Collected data
━━━━

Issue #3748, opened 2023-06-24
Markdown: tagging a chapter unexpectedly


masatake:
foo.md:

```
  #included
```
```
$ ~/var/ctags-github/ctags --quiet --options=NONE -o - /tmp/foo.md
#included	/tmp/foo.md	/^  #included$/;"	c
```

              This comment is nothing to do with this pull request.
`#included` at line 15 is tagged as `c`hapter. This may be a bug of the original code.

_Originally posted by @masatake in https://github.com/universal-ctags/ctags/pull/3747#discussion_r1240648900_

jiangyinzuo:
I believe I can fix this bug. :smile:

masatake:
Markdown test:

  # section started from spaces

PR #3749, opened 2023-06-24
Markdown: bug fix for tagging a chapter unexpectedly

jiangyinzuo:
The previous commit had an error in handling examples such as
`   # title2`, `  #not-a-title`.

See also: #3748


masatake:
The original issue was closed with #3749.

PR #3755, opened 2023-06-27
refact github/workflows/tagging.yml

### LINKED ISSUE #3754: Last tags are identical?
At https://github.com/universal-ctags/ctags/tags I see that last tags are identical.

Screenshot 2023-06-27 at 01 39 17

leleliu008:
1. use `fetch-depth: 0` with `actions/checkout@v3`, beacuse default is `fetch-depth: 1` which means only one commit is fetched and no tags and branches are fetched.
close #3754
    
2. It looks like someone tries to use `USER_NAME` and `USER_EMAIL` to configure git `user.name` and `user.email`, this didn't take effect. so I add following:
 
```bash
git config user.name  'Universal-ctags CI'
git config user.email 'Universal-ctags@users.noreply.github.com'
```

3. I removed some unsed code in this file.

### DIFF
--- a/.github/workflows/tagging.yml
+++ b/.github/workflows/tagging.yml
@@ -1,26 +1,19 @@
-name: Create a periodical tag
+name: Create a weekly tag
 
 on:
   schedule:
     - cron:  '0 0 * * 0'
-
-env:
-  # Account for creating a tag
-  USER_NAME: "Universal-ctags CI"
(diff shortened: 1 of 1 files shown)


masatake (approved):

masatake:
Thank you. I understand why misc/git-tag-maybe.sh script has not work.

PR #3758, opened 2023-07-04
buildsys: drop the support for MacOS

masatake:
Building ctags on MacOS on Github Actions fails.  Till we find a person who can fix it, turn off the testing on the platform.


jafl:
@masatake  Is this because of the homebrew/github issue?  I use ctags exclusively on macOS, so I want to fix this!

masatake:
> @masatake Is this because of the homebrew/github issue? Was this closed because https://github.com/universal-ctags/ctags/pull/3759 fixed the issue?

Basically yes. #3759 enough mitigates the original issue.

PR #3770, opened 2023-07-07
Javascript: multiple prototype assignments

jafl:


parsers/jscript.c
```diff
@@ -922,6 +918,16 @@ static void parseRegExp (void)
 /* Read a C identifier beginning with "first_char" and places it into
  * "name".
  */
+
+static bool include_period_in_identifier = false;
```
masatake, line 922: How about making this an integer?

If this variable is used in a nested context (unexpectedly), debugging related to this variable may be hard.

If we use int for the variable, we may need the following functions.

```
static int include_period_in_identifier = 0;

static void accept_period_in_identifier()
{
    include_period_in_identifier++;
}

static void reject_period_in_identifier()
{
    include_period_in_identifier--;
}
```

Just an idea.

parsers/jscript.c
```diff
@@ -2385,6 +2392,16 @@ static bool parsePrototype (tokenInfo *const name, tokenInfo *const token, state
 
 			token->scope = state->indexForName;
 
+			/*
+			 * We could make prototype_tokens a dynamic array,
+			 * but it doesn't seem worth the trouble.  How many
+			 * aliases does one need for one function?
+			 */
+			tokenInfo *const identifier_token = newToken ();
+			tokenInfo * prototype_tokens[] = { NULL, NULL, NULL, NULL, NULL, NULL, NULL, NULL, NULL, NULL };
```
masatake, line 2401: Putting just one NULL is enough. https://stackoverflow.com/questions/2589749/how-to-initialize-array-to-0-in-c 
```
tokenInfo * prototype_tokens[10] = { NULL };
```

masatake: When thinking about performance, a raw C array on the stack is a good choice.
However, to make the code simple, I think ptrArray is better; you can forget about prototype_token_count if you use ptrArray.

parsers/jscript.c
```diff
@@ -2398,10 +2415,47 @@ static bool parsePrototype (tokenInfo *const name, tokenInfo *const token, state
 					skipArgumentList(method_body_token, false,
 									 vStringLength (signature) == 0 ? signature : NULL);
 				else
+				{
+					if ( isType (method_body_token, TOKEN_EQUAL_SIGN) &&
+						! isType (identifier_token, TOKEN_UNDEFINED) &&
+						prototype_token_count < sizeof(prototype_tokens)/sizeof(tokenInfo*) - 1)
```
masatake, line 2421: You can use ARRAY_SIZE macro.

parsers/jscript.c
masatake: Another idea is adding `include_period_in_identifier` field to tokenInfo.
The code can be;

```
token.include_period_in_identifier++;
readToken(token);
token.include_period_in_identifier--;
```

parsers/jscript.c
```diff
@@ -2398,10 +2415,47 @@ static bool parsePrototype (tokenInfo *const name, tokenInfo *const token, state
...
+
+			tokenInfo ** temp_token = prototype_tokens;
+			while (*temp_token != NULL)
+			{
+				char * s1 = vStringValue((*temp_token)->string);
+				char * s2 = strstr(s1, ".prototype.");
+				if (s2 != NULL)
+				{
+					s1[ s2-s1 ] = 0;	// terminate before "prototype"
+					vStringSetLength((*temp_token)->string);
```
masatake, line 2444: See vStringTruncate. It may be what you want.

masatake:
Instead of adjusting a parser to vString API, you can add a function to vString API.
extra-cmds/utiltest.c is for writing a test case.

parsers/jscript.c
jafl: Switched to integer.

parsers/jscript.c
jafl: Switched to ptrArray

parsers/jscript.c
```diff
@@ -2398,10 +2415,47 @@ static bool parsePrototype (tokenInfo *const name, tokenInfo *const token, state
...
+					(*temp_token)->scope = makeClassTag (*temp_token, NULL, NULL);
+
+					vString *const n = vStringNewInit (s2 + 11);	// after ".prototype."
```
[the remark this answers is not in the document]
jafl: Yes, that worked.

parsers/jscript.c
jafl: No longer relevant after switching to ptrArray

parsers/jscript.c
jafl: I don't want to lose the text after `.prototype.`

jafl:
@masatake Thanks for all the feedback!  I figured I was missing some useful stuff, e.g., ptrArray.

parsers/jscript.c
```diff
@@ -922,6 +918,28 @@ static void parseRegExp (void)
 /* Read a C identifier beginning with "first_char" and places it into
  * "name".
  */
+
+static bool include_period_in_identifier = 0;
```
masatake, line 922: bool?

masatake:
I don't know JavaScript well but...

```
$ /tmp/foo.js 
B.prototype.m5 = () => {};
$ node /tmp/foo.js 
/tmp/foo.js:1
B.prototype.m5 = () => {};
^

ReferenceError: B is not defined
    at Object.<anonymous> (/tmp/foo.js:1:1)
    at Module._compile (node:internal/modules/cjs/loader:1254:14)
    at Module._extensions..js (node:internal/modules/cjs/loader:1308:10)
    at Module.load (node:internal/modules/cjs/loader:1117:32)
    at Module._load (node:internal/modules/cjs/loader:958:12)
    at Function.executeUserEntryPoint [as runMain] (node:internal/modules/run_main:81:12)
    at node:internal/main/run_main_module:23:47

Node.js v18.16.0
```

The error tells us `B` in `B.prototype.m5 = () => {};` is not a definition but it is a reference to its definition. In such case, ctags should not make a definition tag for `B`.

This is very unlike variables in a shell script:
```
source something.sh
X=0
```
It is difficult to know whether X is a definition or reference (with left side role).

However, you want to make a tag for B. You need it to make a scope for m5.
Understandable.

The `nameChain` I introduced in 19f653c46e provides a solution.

━━━━

### EXERCISE INSTRUCTIONS
Each record needs to be duplicated exactly.

### ANSWER SECTION
Issue #3748, opened 2023-06-24
Markdown: tagging a chapter unexpectedly


masatake:
foo.md:

```
  #included
```
```
$ ~/var/ctags-github/ctags --quiet --options=NONE -o - /tmp/foo.md
#included	/tmp/foo.md	/^  #included$/;"	c
```

              This comment is nothing to do with this pull request.
`#included` at line 15 is tagged as `c`hapter. This may be a bug of the original code.

_Originally posted by @masatake in https://github.com/universal-ctags/ctags/pull/3747#discussion_r1240648900_

jiangyinzuo:
I believe I can fix this bug. :smile:

masatake:
Markdown test:

  # section started from spaces

PR #3749, opened 2023-06-24
Markdown: bug fix for tagging a chapter unexpectedly

jiangyinzuo:
The previous commit had an error in handling examples such as
`   # title2`, `  #not-a-title`.

See also: #3748


masatake:
The original issue was closed with #3749.

PR #3755, opened 2023-06-27
refact github/workflows/tagging.yml

### LINKED ISSUE #3754: Last tags are identical?
At https://github.com/universal-ctags/ctags/tags I see that last tags are identical.

Screenshot 2023-06-27 at 01 39 17

leleliu008:
1. use `fetch-depth: 0` with `actions/checkout@v3`, beacuse default is `fetch-depth: 1` which means only one commit is fetched and no tags and branches are fetched.
close #3754
    
2. It looks like someone tries to use `USER_NAME` and `USER_EMAIL` to configure git `user.name` and `user.email`, this didn't take effect. so I add following:
 
```bash
git config user.name  'Universal-ctags CI'
git config user.email 'Universal-ctags@users.noreply.github.com'
```

3. I removed some unsed code in this file.

### DIFF
--- a/.github/workflows/tagging.yml
+++ b/.github/workflows/tagging.yml
@@ -1,26 +1,19 @@
-name: Create a periodical tag
+name: Create a weekly tag
 
 on:
   schedule:
     - cron:  '0 0 * * 0'
-
-env:
-  # Account for creating a tag
-  USER_NAME: "Universal-ctags CI"
(diff shortened: 1 of 1 files shown)


masatake (approved):

masatake:
Thank you. I understand why misc/git-tag-maybe.sh script has not work.

PR #3758, opened 2023-07-04
buildsys: drop the support for MacOS

masatake:
Building ctags on MacOS on Github Actions fails.  Till we find a person who can fix it, turn off the testing on the platform.


jafl:
@masatake  Is this because of the homebrew/github issue?  I use ctags exclusively on macOS, so I want to fix this!

masatake:
> @masatake Is this because of the homebrew/github issue? Was this closed because https://github.com/universal-ctags/ctags/pull/3759 fixed the issue?

Basically yes. #3759 enough mitigates the original issue.

PR #3770, opened 2023-07-07
Javascript: multiple prototype assignments

jafl:


parsers/jscript.c
```diff
@@ -922,6 +918,16 @@ static void parseRegExp (void)
 /* Read a C identifier beginning with "first_char" and places it into
  * "name".
  */
+
+static bool include_period_in_identifier = false;
```
masatake, line 922: How about making this an integer?

If this variable is used in a nested context (unexpectedly), debugging related to this variable may be hard.

If we use int for the variable, we may need the following functions.

```
static int include_period_in_identifier = 0;

static void accept_period_in_identifier()
{
    include_period_in_identifier++;
}

static void reject_period_in_identifier()
{
    include_period_in_identifier--;
}
```

Just an idea.

parsers/jscript.c
```diff
@@ -2385,6 +2392,16 @@ static bool parsePrototype (tokenInfo *const name, tokenInfo *const token, state
 
 			token->scope = state->indexForName;
 
+			/*
+			 * We could make prototype_tokens a dynamic array,
+			 * but it doesn't seem worth the trouble.  How many
+			 * aliases does one need for one function?
+			 */
+			tokenInfo *const identifier_token = newToken ();
+			tokenInfo * prototype_tokens[] = { NULL, NULL, NULL, NULL, NULL, NULL, NULL, NULL, NULL, NULL };
```
masatake, line 2401: Putting just one NULL is enough. https://stackoverflow.com/questions/2589749/how-to-initialize-array-to-0-in-c 
```
tokenInfo * prototype_tokens[10] = { NULL };
```

masatake: When thinking about performance, a raw C array on the stack is a good choice.
However, to make the code simple, I think ptrArray is better; you can forget about prototype_token_count if you use ptrArray.

parsers/jscript.c
```diff
@@ -2398,10 +2415,47 @@ static bool parsePrototype (tokenInfo *const name, tokenInfo *const token, state
 					skipArgumentList(method_body_token, false,
 									 vStringLength (signature) == 0 ? signature : NULL);
 				else
+				{
+					if ( isType (method_body_token, TOKEN_EQUAL_SIGN) &&
+						! isType (identifier_token, TOKEN_UNDEFINED) &&
+						prototype_token_count < sizeof(prototype_tokens)/sizeof(tokenInfo*) - 1)
```
masatake, line 2421: You can use ARRAY_SIZE macro.

parsers/jscript.c
masatake: Another idea is adding `include_period_in_identifier` field to tokenInfo.
The code can be;

```
token.include_period_in_identifier++;
readToken(token);
token.include_period_in_identifier--;
```

parsers/jscript.c
```diff
@@ -2398,10 +2415,47 @@ static bool parsePrototype (tokenInfo *const name, tokenInfo *const token, state
...
+
+			tokenInfo ** temp_token = prototype_tokens;
+			while (*temp_token != NULL)
+			{
+				char * s1 = vStringValue((*temp_token)->string);
+				char * s2 = strstr(s1, ".prototype.");
+				if (s2 != NULL)
+				{
+					s1[ s2-s1 ] = 0;	// terminate before "prototype"
+					vStringSetLength((*temp_token)->string);
```
masatake, line 2444: See vStringTruncate. It may be what you want.

masatake:
Instead of adjusting a parser to vString API, you can add a function to vString API.
extra-cmds/utiltest.c is for writing a test case.

parsers/jscript.c
jafl: Switched to integer.

parsers/jscript.c
jafl: Switched to ptrArray

parsers/jscript.c
```diff
@@ -2398,10 +2415,47 @@ static bool parsePrototype (tokenInfo *const name, tokenInfo *const token, state
...
+					(*temp_token)->scope = makeClassTag (*temp_token, NULL, NULL);
+
+					vString *const n = vStringNewInit (s2 + 11);	// after ".prototype."
```
[the remark this answers is not in the document]
jafl: Yes, that worked.

parsers/jscript.c
jafl: No longer relevant after switching to ptrArray

parsers/jscript.c
jafl: I don't want to lose the text after `.prototype.`

jafl:
@masatake Thanks for all the feedback!  I figured I was missing some useful stuff, e.g., ptrArray.

parsers/jscript.c
```diff
@@ -922,6 +918,28 @@ static void parseRegExp (void)
 /* Read a C identifier beginning with "first_char" and places it into
  * "name".
  */
+
+static bool include_period_in_identifier = 0;
```
masatake, line 922: bool?

masatake:
I don't know JavaScript well but...

```
$ /tmp/foo.js 
B.prototype.m5 = () => {};
$ node /tmp/foo.js 
/tmp/foo.js:1
B.prototype.m5 = () => {};
^

ReferenceError: B is not defined
    at Object.<anonymous> (/tmp/foo.js:1:1)
    at Module._compile (node:internal/modules/cjs/loader:1254:14)
    at Module._extensions..js (node:internal/modules/cjs/loader:1308:10)
    at Module.load (node:internal/modules/cjs/loader:1117:32)
    at Module._load (node:internal/modules/cjs/loader:958:12)
    at Function.executeUserEntryPoint [as runMain] (node:internal/modules/run_main:81:12)
    at node:internal/main/run_main_module:23:47

Node.js v18.16.0
```

The error tells us `B` in `B.prototype.m5 = () => {};` is not a definition but it is a reference to its definition. In such case, ctags should not make a definition tag for `B`.

This is very unlike variables in a shell script:
```
source something.sh
X=0
```
It is difficult to know whether X is a definition or reference (with left side role).

However, you want to make a tag for B. You need it to make a scope for m5.
Understandable.

The `nameChain` I introduced in 19f653c46e provides a solution.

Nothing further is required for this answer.